» Assignment: The line that contains "It is meaningless" and all lines following it to the end of the data below: set these down exactly, and nothing besides.
┄┄┄┄┄┄┄┄┄┄
PR #654, opened 2022-05-28
Fix signature for pyplot.show in Matplotlib

joemarshall:
matplotlib.pyplot.show takes a single optional argument (block).

It is meaningless in jupyterlite, but some other libraries depend on being able to pass it in, e.g. mplfinance, so we should just take it and then ignore it.


jtpio (approved):
Thanks!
┄┄┄┄┄┄┄┄┄┄
» Result:
It is meaningless in jupyterlite, but some other libraries depend on being able to pass it in, e.g. mplfinance, so we should just take it and then ignore it.


jtpio (approved):
Thanks!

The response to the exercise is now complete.